_Problem requirements_
Both the line containing "--- a/test/debug/debugger_local_test.rb" and the line containing "1| _rescued_ = 1111" belong to the span. Output exactly that span from the listing below, and nothing outside it.

________________________________________

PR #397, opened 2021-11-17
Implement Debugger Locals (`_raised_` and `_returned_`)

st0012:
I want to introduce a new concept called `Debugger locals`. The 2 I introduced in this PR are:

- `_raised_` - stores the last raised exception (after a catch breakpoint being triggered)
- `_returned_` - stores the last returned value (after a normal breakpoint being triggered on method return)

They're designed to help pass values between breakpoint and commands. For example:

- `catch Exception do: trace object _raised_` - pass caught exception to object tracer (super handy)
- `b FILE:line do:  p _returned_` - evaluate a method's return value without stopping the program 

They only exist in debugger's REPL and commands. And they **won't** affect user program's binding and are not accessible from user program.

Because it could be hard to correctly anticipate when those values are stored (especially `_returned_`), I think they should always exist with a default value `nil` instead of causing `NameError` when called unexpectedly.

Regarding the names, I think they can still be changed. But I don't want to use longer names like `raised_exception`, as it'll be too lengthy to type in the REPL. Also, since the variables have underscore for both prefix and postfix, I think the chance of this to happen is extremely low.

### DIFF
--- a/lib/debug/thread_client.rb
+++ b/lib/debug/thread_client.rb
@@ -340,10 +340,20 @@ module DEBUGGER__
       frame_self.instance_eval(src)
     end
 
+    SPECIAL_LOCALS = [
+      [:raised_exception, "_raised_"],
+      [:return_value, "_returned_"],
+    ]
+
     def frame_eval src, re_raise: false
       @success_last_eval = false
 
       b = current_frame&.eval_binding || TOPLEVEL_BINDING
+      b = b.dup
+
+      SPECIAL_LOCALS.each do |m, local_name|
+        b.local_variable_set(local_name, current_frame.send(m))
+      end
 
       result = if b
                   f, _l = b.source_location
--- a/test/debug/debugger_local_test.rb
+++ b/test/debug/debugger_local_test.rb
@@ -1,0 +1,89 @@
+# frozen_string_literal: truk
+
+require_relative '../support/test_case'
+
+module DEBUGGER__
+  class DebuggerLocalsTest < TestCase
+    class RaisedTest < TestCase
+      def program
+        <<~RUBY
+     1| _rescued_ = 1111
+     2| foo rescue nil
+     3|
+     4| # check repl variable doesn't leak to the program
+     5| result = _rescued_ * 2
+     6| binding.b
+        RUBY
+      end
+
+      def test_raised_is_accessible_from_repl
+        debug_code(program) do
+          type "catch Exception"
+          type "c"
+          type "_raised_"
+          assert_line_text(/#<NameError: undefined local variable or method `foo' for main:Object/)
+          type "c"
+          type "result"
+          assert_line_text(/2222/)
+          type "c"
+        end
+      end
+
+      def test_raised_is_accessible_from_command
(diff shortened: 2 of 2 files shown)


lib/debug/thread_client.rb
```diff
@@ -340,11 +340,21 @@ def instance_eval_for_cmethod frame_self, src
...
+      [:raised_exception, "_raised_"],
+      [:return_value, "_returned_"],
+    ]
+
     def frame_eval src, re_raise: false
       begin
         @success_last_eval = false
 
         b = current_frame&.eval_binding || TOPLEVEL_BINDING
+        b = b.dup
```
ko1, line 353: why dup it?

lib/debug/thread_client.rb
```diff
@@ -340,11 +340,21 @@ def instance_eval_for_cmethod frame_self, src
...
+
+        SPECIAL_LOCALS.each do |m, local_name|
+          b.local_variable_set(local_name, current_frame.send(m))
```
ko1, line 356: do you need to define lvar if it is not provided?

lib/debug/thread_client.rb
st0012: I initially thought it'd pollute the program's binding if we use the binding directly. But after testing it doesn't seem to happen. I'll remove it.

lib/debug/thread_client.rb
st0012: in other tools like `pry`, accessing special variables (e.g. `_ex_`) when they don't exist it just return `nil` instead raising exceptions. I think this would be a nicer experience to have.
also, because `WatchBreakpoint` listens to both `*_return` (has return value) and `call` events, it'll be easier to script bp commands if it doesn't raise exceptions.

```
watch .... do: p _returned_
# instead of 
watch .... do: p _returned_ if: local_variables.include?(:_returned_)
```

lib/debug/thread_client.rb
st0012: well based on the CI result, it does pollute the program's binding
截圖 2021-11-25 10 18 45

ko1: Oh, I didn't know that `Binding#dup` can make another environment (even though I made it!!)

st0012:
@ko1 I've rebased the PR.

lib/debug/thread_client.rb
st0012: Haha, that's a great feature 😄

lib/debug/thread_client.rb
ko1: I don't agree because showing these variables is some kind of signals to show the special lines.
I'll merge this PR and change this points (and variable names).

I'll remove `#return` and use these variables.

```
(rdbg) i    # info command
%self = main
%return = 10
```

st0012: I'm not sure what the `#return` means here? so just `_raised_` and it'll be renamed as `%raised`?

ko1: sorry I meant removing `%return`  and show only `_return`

________________________________________

_Answer area_
--- a/test/debug/debugger_local_test.rb
+++ b/test/debug/debugger_local_test.rb
@@ -1,0 +1,89 @@
+# frozen_string_literal: truk
+
+require_relative '../support/test_case'
+
+module DEBUGGER__
+  class DebuggerLocalsTest < TestCase
+    class RaisedTest < TestCase
+      def program
+        <<~RUBY
+     1| _rescued_ = 1111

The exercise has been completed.